§ Instructions for the task
Return all of the material that follows, keeping each line exactly as it is.

§ Material to process
PR #884, opened 2015-06-28
rework and speed up processing of the input configuration

joolswills:
… xmlstarlet to parse the input xml in one go and load it into an associative array.

Previously the code run xmlstartlet 5 times for every button, for every inputconfig module.

We also skip checking whether the xml contains a button, as rather than hardcoding them, we get
them directly from the xml.

This brings processing time on a rpi1 from 27 seconds to under 5.

### DIFF
--- a/scriptmodules/supplementary/emulationstation/configscripts/emulationstation.sh
+++ b/scriptmodules/supplementary/emulationstation/configscripts/emulationstation.sh
@@ -8,153 +8,83 @@
 # at https://raw.githubusercontent.com/RetroPie/RetroPie-Setup/master/LICENSE.md
 #
 
-#### input type: Joystick ###
+function onstart_emulationstation_joystick() {
+    local device_type=$1
+    local device_name=$2
 
-function onstart_inputconfig_emulationstation_joystick() {
-    local deviceType=$1
-    local deviceName=$2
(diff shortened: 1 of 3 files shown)


joolswills:
I have some more ideas planned - I need to test first, but I think the code could be simpler if the logic is handled in each module for each button, rather than inputconfiguration calling a function for each input.  Are you happy for me to re-work this further?

joolswills:
ok. the modules are now rewritten - I updated the documentation too.

petrockblog:
From looking at it and going through the code I like the changes. However, I have used the current beta 4, updated the script, pulled this pull request and tested it and it seems that the RetroArch config is not saved correctly. EmulationStation works - RetroArch not. I am looking at it right now and try to find the reason for that ...

petrockblog:
Ok, got one step further: I have found that `<inputAction type="on finish">...` is missing in `es_input.cfg`.

petrockblog:
`<inputAction type="on finish">` is erroneously removed after the first run of a controller configuration.

petrockblog:
Found it: It must say `if [[ ! -f "$es_conf" ]]; then` and not `if [[ ! -f "$conf" ]]; then`. I will fix that and merge.

joolswills:
aah me renaming variables and breaking stuff during the work. thanks for sorting it :)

§ Result of the task
PR #884, opened 2015-06-28
rework and speed up processing of the input configuration

joolswills:
… xmlstarlet to parse the input xml in one go and load it into an associative array.

Previously the code run xmlstartlet 5 times for every button, for every inputconfig module.

We also skip checking whether the xml contains a button, as rather than hardcoding them, we get
them directly from the xml.

This brings processing time on a rpi1 from 27 seconds to under 5.

### DIFF
--- a/scriptmodules/supplementary/emulationstation/configscripts/emulationstation.sh
+++ b/scriptmodules/supplementary/emulationstation/configscripts/emulationstation.sh
@@ -8,153 +8,83 @@
 # at https://raw.githubusercontent.com/RetroPie/RetroPie-Setup/master/LICENSE.md
 #
 
-#### input type: Joystick ###
+function onstart_emulationstation_joystick() {
+    local device_type=$1
+    local device_name=$2
 
-function onstart_inputconfig_emulationstation_joystick() {
-    local deviceType=$1
-    local deviceName=$2
(diff shortened: 1 of 3 files shown)


joolswills:
I have some more ideas planned - I need to test first, but I think the code could be simpler if the logic is handled in each module for each button, rather than inputconfiguration calling a function for each input.  Are you happy for me to re-work this further?

joolswills:
ok. the modules are now rewritten - I updated the documentation too.

petrockblog:
From looking at it and going through the code I like the changes. However, I have used the current beta 4, updated the script, pulled this pull request and tested it and it seems that the RetroArch config is not saved correctly. EmulationStation works - RetroArch not. I am looking at it right now and try to find the reason for that ...

petrockblog:
Ok, got one step further: I have found that `<inputAction type="on finish">...` is missing in `es_input.cfg`.

petrockblog:
`<inputAction type="on finish">` is erroneously removed after the first run of a controller configuration.

petrockblog:
Found it: It must say `if [[ ! -f "$es_conf" ]]; then` and not `if [[ ! -f "$conf" ]]; then`. I will fix that and merge.

joolswills:
aah me renaming variables and breaking stuff during the work. thanks for sorting it :)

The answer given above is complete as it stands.